- _EXERCISE GOAL_
Every single entry that follows must be copied exactly.

- _RECORDS FOR THIS EXERCISE_
PR #1199, opened 2022-12-17
Improve LZ4F_decompress() docs

embg:
zstd requires users to pass the frame header along with the frame content, while lz4 separates the header and the content. This PR adds an explicit warning for users coming from zstd who are used to passing in the header and content together.

### DIFF
--- a/lib/lz4frame.h
+++ b/lib/lz4frame.h
@@ -473,6 +473,11 @@ LZ4F_getFrameInfo(LZ4F_dctx* dctx,
  * `dstBuffer` can freely change between each consecutive function invocation.
  * `dstBuffer` content will be overwritten.
  *
+ *  Note: if `LZ4F_getFrameInfo()` is called before `LZ4F_decompress()`, srcBuffer must be updated to reflect
+ *  the number of bytes consumed after reading the frame header. Failure to update srcBuffer before calling
+ *  `LZ4F_decompress()` will cause decompression failure or, even worse, successful but incorrect decompression.
+ *  See the `LZ4F_getFrameInfo()` docs for details.
+ *
  * @return : an hint of how many `srcSize` bytes LZ4F_decompress() expects for next call.
  *  Schematically, it's the size of the current (or remaining) compressed block + header of next block.
  *  Respecting the hint provides some small speed benefit, because it skips intermediate buffers.


lib/lz4frame.h
```diff
@@ -487,6 +487,10 @@ LZ4F_getFrameInfo(LZ4F_dctx* dctx,
  *  Use LZ4F_resetDecompressionContext() to return to clean state.
  *
  *  After a frame is fully decoded, dctx can be used again to decompress another frame.
+ *
+ *  Note: the frame header should not be passed into this function. Decompression of a frame
+ *  should start with the first byte following the frame header. Use LZ4F_headerSize() to determine
+ *  where the frame content starts.
```
Cyan4973: Not exactly.
It's possible to invoke `LZ4F_decompress()` directly, at the beginning of a frame.
Or at least, it should be, and if that's not the case, then there is a bug.

I suspect the issue is rather on `LZ4F_getFrameInfo()` side.
As mentioned in the documentation of this method: 
```
Its usage is optional: user can also invoke LZ4F_decompress() directly.
```

So that's the condition: `LZ4F_decompress()` can be called at the beginning of a frame,
but in this case, the optional method `LZ4F_getFrameInfo()` must not have been used.

The reason is : `LZ4F_getFrameInfo()` is effectively _starting_ the decompression process, it's a part of it. And as a consequence, it's _consuming_ the header : 
```
The number of bytes consumed from srcBuffer will be updated in *srcSizePtr (necessarily <= original value).
LZ4F_getFrameInfo() only consumes bytes when decoding has not yet started,
and when decoding the header has been successful.
```

This is in contrast with `zstd`, where the equivalent `ZSTD_getFrameHeader()` only _reads_ the header, but does not start the decompression process.

embg: Ya, the bug we got was from missing this bit of documentation: https://github.com/lz4/lz4/blob/073ad37f1fe1f628b1b3171410088a50f3ac165f/lib/lz4frame.h#L448
We called `LZ4F_getFrameHeader()` and then tried to decompress from the beginning of the frame.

- _ANSWER BOX_
PR #1199, opened 2022-12-17
Improve LZ4F_decompress() docs

embg:
zstd requires users to pass the frame header along with the frame content, while lz4 separates the header and the content. This PR adds an explicit warning for users coming from zstd who are used to passing in the header and content together.

### DIFF
--- a/lib/lz4frame.h
+++ b/lib/lz4frame.h
@@ -473,6 +473,11 @@ LZ4F_getFrameInfo(LZ4F_dctx* dctx,
  * `dstBuffer` can freely change between each consecutive function invocation.
  * `dstBuffer` content will be overwritten.
  *
+ *  Note: if `LZ4F_getFrameInfo()` is called before `LZ4F_decompress()`, srcBuffer must be updated to reflect
+ *  the number of bytes consumed after reading the frame header. Failure to update srcBuffer before calling
+ *  `LZ4F_decompress()` will cause decompression failure or, even worse, successful but incorrect decompression.
+ *  See the `LZ4F_getFrameInfo()` docs for details.
+ *
  * @return : an hint of how many `srcSize` bytes LZ4F_decompress() expects for next call.
  *  Schematically, it's the size of the current (or remaining) compressed block + header of next block.
  *  Respecting the hint provides some small speed benefit, because it skips intermediate buffers.


lib/lz4frame.h
```diff
@@ -487,6 +487,10 @@ LZ4F_getFrameInfo(LZ4F_dctx* dctx,
  *  Use LZ4F_resetDecompressionContext() to return to clean state.
  *
  *  After a frame is fully decoded, dctx can be used again to decompress another frame.
+ *
+ *  Note: the frame header should not be passed into this function. Decompression of a frame
+ *  should start with the first byte following the frame header. Use LZ4F_headerSize() to determine
+ *  where the frame content starts.
```
Cyan4973: Not exactly.
It's possible to invoke `LZ4F_decompress()` directly, at the beginning of a frame.
Or at least, it should be, and if that's not the case, then there is a bug.

I suspect the issue is rather on `LZ4F_getFrameInfo()` side.
As mentioned in the documentation of this method: 
```
Its usage is optional: user can also invoke LZ4F_decompress() directly.
```

So that's the condition: `LZ4F_decompress()` can be called at the beginning of a frame,
but in this case, the optional method `LZ4F_getFrameInfo()` must not have been used.

The reason is : `LZ4F_getFrameInfo()` is effectively _starting_ the decompression process, it's a part of it. And as a consequence, it's _consuming_ the header : 
```
The number of bytes consumed from srcBuffer will be updated in *srcSizePtr (necessarily <= original value).
LZ4F_getFrameInfo() only consumes bytes when decoding has not yet started,
and when decoding the header has been successful.
```

This is in contrast with `zstd`, where the equivalent `ZSTD_getFrameHeader()` only _reads_ the header, but does not start the decompression process.

embg: Ya, the bug we got was from missing this bit of documentation: https://github.com/lz4/lz4/blob/073ad37f1fe1f628b1b3171410088a50f3ac165f/lib/lz4frame.h#L448
We called `LZ4F_getFrameHeader()` and then tried to decompress from the beginning of the frame.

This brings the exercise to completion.